To calculate the cost of covering the outside of the box with $4 tiles, we need to determine the surface area of the box first and then multiply it by the cost per square meter ($4). Here's how you can express it step-by-step:

Step 1: Surface area of the box

The box has a length, width, and height. Based on the problem:

• Length = $L$ meters
• Width = $L - 3$ meters
• Height is unspecified, so we'll call it $h$ meters.

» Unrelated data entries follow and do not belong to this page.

PR #1413, opened 2024-02-14
Entity Base: Added throw space check

TimGoll:
Previously you were always able to throw devices (beacon, radio etc). This could cause issues when really close to a wall as they would glitch through it. I added the same check to it, that the weapon dropping also uses.

While working on that I decreased the min distance to a wall when dropping a weapon as I noticed that a smaller distance works as well and improves the weapon pickup in tight corners. My testing also showed no glitches with this change.

This should fix the issue @mexikoedi was having.

### DIFF
--- a/gamemodes/terrortown/entities/entities/ttt_base_placeable.lua
+++ b/gamemodes/terrortown/entities/entities/ttt_base_placeable.lua
@@ -306,12 +306,19 @@ if SERVER then
     -- @return boolean Returns true on success
     -- @realm server
     function ENT:ThrowEntity(ply, rotationalOffset)
+        local posThrow = ply:GetShootPos() - Vector(0, 0, 15)
+        local vecAim = ply:GetAimVector()
+
+        if not ply:HasDropSpace(nil, posThrow, vecAim) then
+            LANG.Msg(ply, "throw_no_room", nil, MSG_MSTACK_WARN)
+
+            return false
+        end
+
         ply:SetAnimation(PLAYER_ATTACK1)
 
         rotationalOffset = rotationalOffset or Angle(0, 0, 0)
 
-        local posThrow = ply:GetShootPos() - Vector(0, 0, 15)
-        local vecAim = ply:GetAimVector()
         local velocity = ply:GetVelocity()
         local velocityThrow = velocity + vecAim * 250
 
--- a/gamemodes/terrortown/entities/entities/ttt_base_placeable.lua
+++ b/gamemodes/terrortown/entities/entities/ttt_base_placeable.lua
@@ -309,7 +309,7 @@ if SERVER then
         local posThrow = ply:GetShootPos() - Vector(0, 0, 15)
         local vecAim = ply:GetAimVector()
 
-        if not ply:HasDropSpace(nil, posThrow, vecAim) then
+        if not ply:HasDropSpace(posThrow, vecAim) then
             LANG.Msg(ply, "throw_no_room", nil, MSG_MSTACK_WARN)
 
             return false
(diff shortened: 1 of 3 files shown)


gamemodes/terrortown/gamemode/server/sv_player_ext.lua
```diff
@@ -1316,6 +1316,20 @@ function plymeta:Give(weaponClassName, bNoAmmo)
     return wep
 end
 
+---
+-- Checks if the player has space in front of them to drop a weapon.
+-- @param[opt] Weapon wep The weapon that should be dropped; add it as a parameter
```
ZenBre4ker, line 1321: Optional parameters should come last

gamemodes/terrortown/entities/entities/ttt_base_placeable.lua
```diff
@@ -306,12 +306,19 @@ if SERVER then
     -- @return boolean Returns true on success
     -- @realm server
     function ENT:ThrowEntity(ply, rotationalOffset)
+        local posThrow = ply:GetShootPos() - Vector(0, 0, 15)
+        local vecAim = ply:GetAimVector()
+
+        if not ply:HasDropSpace(nil, posThrow, vecAim) then
```
ZenBre4ker, line 312: For whatever reasons this function needs a weapon. The entity to throw should also be included here or not?

ZenBre4ker (changes requested):

gamemodes/terrortown/entities/entities/ttt_base_placeable.lua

The surface area of a rectangular box is calculated using:

$\text{Surface Area} = 2(\text{Length} \cdot \text{Width} + \text{Length} \cdot \text{Height} + \text{Width} \cdot \text{Height})$

Substituting the given values:

$\text{Surface Area} = 2\big(L(L - 3) + Lh + (L - 3)h\big)$

Simplify the expression:

$\text{Surface Area} = 2\big(L^2 - 3L + Lh + (Lh - 3h)\big)$

$\text{Surface Area} = 2\big(L^2 - 3L + 2Lh - 3h\big)$

Step 2: Cost of covering the box

The cost to cover one square meter is $4. Therefore, the total cost is:

$\text{Cost} = 4 \cdot \text{Surface Area}$

Substitute the surface area into the cost formula:

$\text{Cost} = 4 \cdot 2\big(L^2 - 3L + 2Lh - 3h\big)$

Simplify:

$\text{Cost} = 8\big(L^2 - 3L + 2Lh - 3h\big)$

This is the final expression for the total cost of covering the outside of the box in $4 tiles.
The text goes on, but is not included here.